Records from a data source:
PR #1010, opened 2023-10-27
Log detailed gossip results from bridge processes.

njgheorghita:
### What was wrong?
Updated the bridge gossip stats to accurately reflect what was gossiped, using the new trace gossip result type. The idea is to make grepping through the bridge logs a feasible way to figure out whether content was successfully gossiped into the network.

### How was it fixed?
- Added improved metrics and logs to beacon and history bridge processes

### To-Do

### DIFF
--- a/portal-bridge/src/stats.rs
+++ b/portal-bridge/src/stats.rs
@@ -1,0 +1,332 @@
+use std::str::FromStr;
+
+use tracing::{info, trace};
+
+use ethportal_api::jsonrpsee::core::Error;
+use ethportal_api::types::enr::Enr;
+use ethportal_api::types::portal::TraceGossipInfo;
+use ethportal_api::{BeaconContentKey, HistoryContentKey};
+
+// Trait for tracking / reporting gossip stats
+pub trait StatsReporter<TContentKey> {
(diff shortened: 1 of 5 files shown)


portal-bridge/src/stats.rs
```diff
@@ -0,0 +1,329 @@
...
+                        let enr = Enr::from_str(enr).expect("");
+                        if !content_stats.accepted.contains(&enr) {
+                            content_stats.accepted.push(enr);
+                        }
+                    }
+
+                    for enr in info.transferred.iter() {
+                        let enr = Enr::from_str(enr).expect("");
+                        if !content_stats.transferred.contains(&enr) {
+                            content_stats.transferred.push(enr);
```
KolbyML, line 320: These ``expect("")`` should never fail. But currently they are being used as if they were ``unwrap()``. It would be nice to put a message saying ``x is impossible`` instead of an empty string. Just a nitpick so not a big deal if you don't want to, empty expect() just taste wrong idk.

KolbyML (approved):
:shipit: looks good. Having 3 trace logs for each seems like a lot, but I see were it is coming from.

WHAT IS EXPECTED: Identify the lines in the records above that contain the word "logs", then state how many there are and nothing more.

ANSWER SECTION: 3